If in the morning you look up
Fake a smile and you sigh
Don't fear the future
In years to come
You'll learn, you'll learn
I used to sit and watch the pouring rain
I used to wish to be back home again
Hadn't the strength then
Hadn't the chance to reveal
but it's all, it's all in your head
When do we begin?
Although you´re so sad
Discovered things never had
It makes you wonder
A life alone
You'll learn, you'll learn
I used to sit and watch the pouring rain
I used to wish to be back home again
Hadn't the strength then
Hadn't the chance to reveal
but it's all, it's all, in your head
It's all, it's all, in your head
When do we begin?
When do we begin?
You'll learn, you'll learn, you'll learn
Don't fear the future
I used to sit and watch the pouring rain
I used to wish to be back home again
Hadn't the strength then
Hadn't the chance to reveal
but it's all, it's all, in your head
It's all, it's all, in your head
It's all, it's all, in your head
When do we begin?
(Guster - Mona Lisa)
I´m searching for home..
sometimes I think I finally reached the place (and I don´t just mean a place, I also mean people, goals,..) that I can call home..
but these times doesn´t last that long..Everytime I fall down from my cloud 7 and I hit the cold ground...then I lie in the mudd and I ask myself again: when will the time come when I´m really able to say "I´m home!" ?
I always try to get on with my life as good as it´s possible, but I often realize that I´m just hangin around, thinking, crying, be desperated, because nothing´s like it should be.
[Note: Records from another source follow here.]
PR #960, opened 2022-06-24
Handle property types using T_NAME_* tokens.

### LINKED ISSUE #957: Error when type hinting class properties with fully qualified classname
```php
class TestClass {
    public \DateTime $property;
}
```

results in the error `Parse Error : syntax error, unexpected '\DateTime' (T_NAME_FULLY_QUALIFIED)`

MaartenStaa:
Fixes #957


czosel (approved):
:+1:

PR #978, opened 2022-07-31
fix #968

### LINKED ISSUE #968: Error in types.d.ts TypeScript definitions
php-parser version 3.1.0-beta.11
tsc version 4.7.4

```
node_modules/php-parser/types.d.ts:327:9 - error TS2416: Property 'value' in type 'Encapsed' is not assignable to the same property in base type 'Literal'.
  Type 'EncapsedPart[]' is not assignable to type 'string | number | boolean | Node | null'.

327         value: EncapsedPart[];
            ~~~~~


Found 1 error in node_modules/php-parser/types.d.ts:327
```

Possible solution: extend Encapsed class directly from Expression and add `raw: string;` directly to Encapsed class.

ytetsuro:


ytetsuro:
Sorry.
I will fix JSDoc and come back out.

PR #1156, opened 2025-06-20
fix: valid_after_heredoc_73 missing the concatenation operator

### LINKED ISSUE #1155: Syntax error when end of heredoc does not have a space between it and the concatenation operator
This is a short one for reproduction.

This one throws (`SyntaxError: Parse Error : syntax error, expecting T_END_HEREDOC on line 4`)
```php
<?php
echo <<<EOS

EOS. "";
```

This does not.
```php
<?php
echo <<<EOS

EOS . "";
```

Both are valid PHP code, with the same net effect. Though, the examples are basically as minimal as can be, to the point it would be nonsensical in real code. Replace `""` with a variable and add some meat to heredoc, then you get something reasonable. Like something you might get in a test, like where I found this.

By the looks of it, it's something added in PHP 7.3, and was missed in #506, so should be easy to add to https://github.com/glayzzle/php-parser/blame/c702357f7435af363051a947b64d1e064cca014b/src/lexer/strings.js#L10 and have a test added.

Spice-King:
Fixes #1155, sprinkled in some tests too relating to flexible nowdocs as well. One line fix, 130 lines of tests/fixtures.

### DIFF
--- a/src/lexer/strings.js
+++ b/src/lexer/strings.js
@@ -16,6 +16,7 @@ const valid_after_heredoc_73 = valid_after_heredoc.concat([
   "/",
   "=",
   "!",
+  ".",
 ]);
 
 module.exports = {
--- a/test/snapshot/__snapshots__/nowdoc.test.js.snap
+++ b/test/snapshot/__snapshots__/nowdoc.test.js.snap
@@ -27,6 +27,104 @@ c",
 }
 `;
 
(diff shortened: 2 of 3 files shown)


czosel (approved):
LGTM!

czosel:
Released in `v3.2.4` :tada:

Issue #1160, opened 2025-07-09
New without parenthesis followed by array lookup does not parse


czosel:
This should be valid in PHP 8.4:

```php
$var = new foo()[0];
```
But currently triggers an error:
```
    SyntaxError: Parse Error : syntax error, unexpected '[', expecting ';' on line 1

      347 |   message += " on line " + this.lexer.yylloc.first_line;
      348 |   if (!this.suppressErrors) {
    > 349 |     const err = new SyntaxError(
          |                 ^
      350 |       message,
      351 |       this.filename,
      352 |       this.lexer.yylloc.first_line,

      at Parser.raiseError (src/parser.js:349:17)
      at Parser.raiseError [as error] (src/parser.js:397:15)
      at Parser.error [as expectEndOfStatement] (src/parser.js:508:10)
      at Parser.expectEndOfStatement [as read_statement] (src/parser/statement.js:418:14)
      at Parser.read_statement [as read_top_statement] (src/parser/statement.js:78:21)
      at Parser.read_top_statement [as read_start] (src/parser/main.js:18:19)
      at Parser.read_start [as parse] (src/parser.js:301:22)
      at Engine.parse [as parseEval] (src/index.js:146:22)
      at Object.parseEval (test/snapshot/class.test.js:266:24)
```
cc @genintho

czosel:
Fixed in `v3.2.5` 🎉

PR #1162, opened 2025-07-10
fix: parse new without parens as `call` instead of `bin`

### LINKED ISSUE #1161: new without parenthesis is parsed as `bin`
While it should be parsed as `call`. See https://github.com/prettier/plugin-php/pull/2422#issuecomment-3052829472 for details.

cc @genintho

czosel:
Fixes #1161 and #1160 

cc @claytonrcarter

### DIFF
--- a/src/parser/class.js
+++ b/src/parser/class.js
@@ -386,7 +386,7 @@ module.exports = {
     return [nullable, type];
   },
 
-  peekSkipComments: function () {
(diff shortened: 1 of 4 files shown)


cseufert (approved):
Looks good.

czosel:
Fixed in `v3.2.5` 🎉

PR #1164, opened 2025-07-18
Initial support for PHP 8.5 Pipe Operator

cseufert:
I think this should work, not sure how smart we should be about rejecting non-callables in right side of pipeline operator.


czosel (approved):
@cseufert LGTM, sorry this was lying around for so long! I think it's ok to keep this simple (no elaborate callable-checking).

PR #1168, opened 2025-11-13
Add support for anonymous readonly classes

olivereisenhut:
This adds support for anonymous classes that are readonly.
e.g `new readonly {}`.

### DIFF
--- a/src/parser/expr.js
+++ b/src/parser/expr.js
@@ -764,10 +764,15 @@ module.exports = {
     }
     const attrs = this.read_attr_list();
     const isReadonly = this.token === this.tok.T_READ_ONLY;
-    if (
-      this.token === this.tok.T_CLASS ||
-      (isReadonly && this.next().token === this.tok.T_CLASS)
-    ) {
+    if (isReadonly) {
+      if (this.version < 803) {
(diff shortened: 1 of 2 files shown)


src/parser/expr.js
```diff
@@ -763,7 +763,11 @@ module.exports = {
       return result(newExp, args);
     }
     const attrs = this.read_attr_list();
-    if (this.token === this.tok.T_CLASS) {
+    const isReadonly = this.token === this.tok.T_READ_ONLY;
+    if (
+      this.token === this.tok.T_CLASS ||
+      (isReadonly && this.next().token === this.tok.T_CLASS)
+    ) {
```
czosel: Let's add a version check, and a slight refactor of the control flow along the lines of this:
```suggestion
    const isReadonly = this.token === this.tok.T_READ_ONLY;
    if (isReadonly) {
      if (this.version < 830) {
        // throw exception
      }
      this.next();
    }
    if (this.token === this.tok.T_CLASS) {
```

czosel (commented):
Thanks for contributing @olivereisenhut! This looks great, just a tiny tweak and we can get this merged.

PR #1232, opened 2026-03-25
fix: enforce underscore separator restrictions in hex, binary, and octal literals

jorgsowa:
This PR fixes the lexer to reject invalid underscore separator usage in prefixed numeric literals (0x…, 0b…, 0o…), matching PHP's actual behavior. Previously, the lexer silently accepted things like 0x1__2 (consecutive underscores) or 0x1_ (trailing underscore) as valid tokens. The PR adds tests for 6 invalid patterns, all of which now correctly produce parse errors instead of being silently accepted.

The four separate consume methods (consume_HNUM, consume_BNUM, consume_ONUM, consume_LNUM) were consolidated:
  - consume_prefixed_digits(isValid) — new shared method that handles the underscore-tracking logic (rejects consecutive __ and trailing _) for all prefixed literals
  - consume_hexadecimal() — thin wrapper calling consume_prefixed_digits(this.is_HEX)
  - consume_binary() — thin wrapper calling consume_prefixed_digits with an inline 0/1/_ check
  - consume_octal() — thin wrapper calling consume_prefixed_digits(this.is_OCTAL)
  - consume_decimal_digits() — rename of consume_LNUM

### DIFF
--- a/src/lexer/numbers.js
+++ b/src/lexer/numbers.js
@@ -23,7 +23,7 @@ module.exports = {
       if (ch === "x" || ch === "X") {
         ch = this.input();
         if (ch !== "_" && this.is_HEX()) {
-          return this.consume_HNUM();
+          return this.consume_hexadecimal();
         } else {
           this.unput(ch ? 2 : 1);
         }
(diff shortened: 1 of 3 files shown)


src/lexer/numbers.js
```diff
@@ -123,49 +123,44 @@ module.exports = {
       return this.tok.T_DNUMBER;
     }
   },
-  // read hexa
-  consume_HNUM() {
+  consume_prefixed_digits(isValid) {
```
czosel, line 126: Nitpick: I'd assume a boolean when I see `isValid`, shall we go with something along the lines of `validationFunc` or `isValidCheck`?

czosel:
Apart from the nitpick, LGTM :+1:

I hate that I build a thousand walls around me, just because I don´t want the people to know me. I hate the fact that there is nearly NOBODY who really knows me, all of me.
and I hate it much more that I can´t trust trust anybody 100 %.
there is one perspon who knows nearly everything but there are always some thoughts I would never speak out because I think it´s stupid or something.
I´m such a suspiciously person..my mind is thinking about things that are completley ridiculous. But I always realize when it´s too late.
I´m absolutely unsatisfied wioth my life, with myself and with everything around me.
when will I finally find the place my heart calls home? when will I finally be happy??